«Nuestros niños son unos valientes»

Familias gallegas de niños con Síndrome Alcóholico Fetal (SAF) quieren darle más visibilidad al problema

Xela y Ana quieren animar a otras familias en su situación a buscar ayuda
Xela y Ana quieren animar a otras familias en su situación a buscar ayuda

redacción / la voz

Xela y Ana adoptaron a sus respectivos hijos en Rusia y Ucrania, hace casi catorce años. Ambas son madres solteras y no sabían que el destino las iba a unir de una inesperada manera. Como en vidas paralelas, las dos fueron comprobando que algo fallaba en la evolución de sus niños. «Todas las situaciones son de inicio muy parecidas -comenta Ana-. Llegas con un niño que de pronto empieza a tener dificultades. Al principio crees que es un problema relacionado con haber estado en una institución, pero poco a poco te vas dando cuenta de que hay algo más, y no sabes lo que es».

Pero «lo que es» tiene nombre y apellido, aunque ellas solo lo supieran tras un calvario de más de una década. Se llama Trastorno del Espectro Alcohólico Fetal (TEAF), un término que agrupa un gran número de anomalías (físicas, mentales, conductuales y cognitivas) que el niño presenta a causa del alcoholismo de su madre durante el embarazo. Su máxima expresión se conoce como Síndrome Alcohólico Fetal (SAF), que puede causar malformaciones morfológicas (especialmente defectos cráneo-faciales), retraso en el crecimiento y problemas cognitivos, de conducta, para la socialización y el aprendizaje.
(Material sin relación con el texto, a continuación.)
PR #4139, opened 2025-01-29
Add test helper pods to iqe proxy

lindseyburnett:
## Description

After following the guide for standing up the iqe proxy, I was encountering errors running my IQE tests that were due to not being able to connect to various services.  This PR:

- Updates the name of the wiremock service when it's deployed to match the naming convention of the other pods we deploy
- Updates the iqe proxy script so wiremock-service:8101 and swatch-mock-prometheus-test-service:9090 get their ports forwarded
- Adds a reminder to the docs/iqe-ee-proxy.md guide that you need to make sure all the parts and pieces are 

## Testing

Following the iqe-ee-proxy.md guide and then running this iqe test locally is successful

```
iqe tests plugin rhsm_subscriptions -m ephemeral -k test_verify_metering_operation_for_events_received_from_prometheus_for_openshift_products
```

### DIFF
--- a/docs/iqe-ee-proxy.md
+++ b/docs/iqe-ee-proxy.md
@@ -26,6 +26,15 @@ https://insights-qe.pages.redhat.com/iqe-core-docs/tutorial/part3.html#download-
 `oc login …`
 `bonfire namespace reserve`
 `bonfire deploy rhsm …`
+
+If necessary, don't forget to deploy the additional "helper" containers (e.g. wiremock, kafka-bridge, mock prometheus), since they're EE specific and defined outside of the rhsm clowdapp.  If you're using `--source=appsre`, or if you have them defined in your local `~/.config/bonfire/config.yaml`, they should be automatically deployed.
+
+Otherwise, here's how you can deploy them manually.
+
+`oc process -f ../rhsm-subscriptions/stub/wiremock.yaml | oc apply -f -`
+`oc process -f ../rhsm-subscriptions/kafka-bridge/deploy/template.yaml | oc apply -f -`
+`oc process -f ../rhsm-subscriptions/swatch-metrics/deploy/mock-prometheus-clowdapp.yaml | oc apply -f -`
+
 9. Start the proxy:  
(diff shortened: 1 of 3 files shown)


docs/iqe-ee-proxy.md
```diff
@@ -26,6 +26,12 @@ https://insights-qe.pages.redhat.com/iqe-core-docs/tutorial/part3.html#download-
 `oc login …`
 `bonfire namespace reserve`
 `bonfire deploy rhsm …`
+
+Don't forget to deploy the additional "helper" containers (e.g. wiremock, kafka-bridge, mock prometheus), since they're EE specific and defined outside of the rhsm clowdapp.
+`oc process -f ../rhsm-subscriptions/stub/wiremock.yaml | oc apply -f -`
+`oc process -f ../rhsm-subscriptions/kafka-bridge/deploy/template.yaml | oc apply -f -`
+`oc process -f ../rhsm-subscriptions/swatch-metrics/deploy/mock-prometheus-clowdapp.yaml | oc apply -f -`
```
Sgitario, line 33: I never encountered this issue because when I deploy rhsm, I use the ephemeral profile which already includes wiremock, kafka bridge and so on. 
But I acknowledge that this is really helpful when simply doing `bonfire deploy rhsm --no-remove-resources app:rhsm` (which uses the latest production image and templates)

Sgitario (approved):
Changes look good to me. Maybe I would add a note that the step to install the wiremock, kafka bridge and mock prometheus are only needed when not using the ephemeral profile.

docs/iqe-ee-proxy.md
lindseyburnett: Oh good point, I didn't even think about using the ephemeral profile.  I was just using that simple command.

barnabycourt: Where is the documentation on deploying rhsm to ephemeral using the ephemeral profile? There should probably be a link from the beginning of this doc to wherever that is (or include it in this doc) so that the requirements for the setup are linked together.

PR #4143, opened 2025-01-30
Update iqe ee proxy documentation to enable live logging

Sgitario:
## Testing
Follow the iqe ee proxy steps and when running a test directly from pycharm, you should see the logs as in:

Llegar hasta el SAF no fue un camino fácil. «Son muchos años dando vueltas, buscando salidas -comenta Xela-, pero a la mayoría de los niños se les ha hecho el diagnóstico con 14, 16 o 18 años, cuando realmente llegaron con dos. Por suerte, tenemos algunos niños más pequeños, de entre seis y ocho años, que son los que realmente van a salir beneficiados de todo esto. Se les van a abrir muchas puertas». Hablan en plural porque gracias a su esfuerzo y a Manaia (Asociación Galega de Axuda á Adopción), han logrado reunir en un grupo de trabajo a unas 25 familias con niños en la misma situación, aunque les preocupa el número de pequeños que pueden estar aún sin diagnosticar. «A través de este equipo de trabajo van llegando algunas familias por los equipos de valoración de la Xunta, psiquiatras o psicólogos -afirma Xela- pero hay muchas otras que probablemente no saben y lo están pasando mal. Calculamos que aquí en esa época se adoptaron unos 380 niños. En un estudio de prevalencia se habla de un 50 % de afectación de este síndrome, así que, si tenemos un grupo de 25 familias ¿dónde está el resto? Sufriendo».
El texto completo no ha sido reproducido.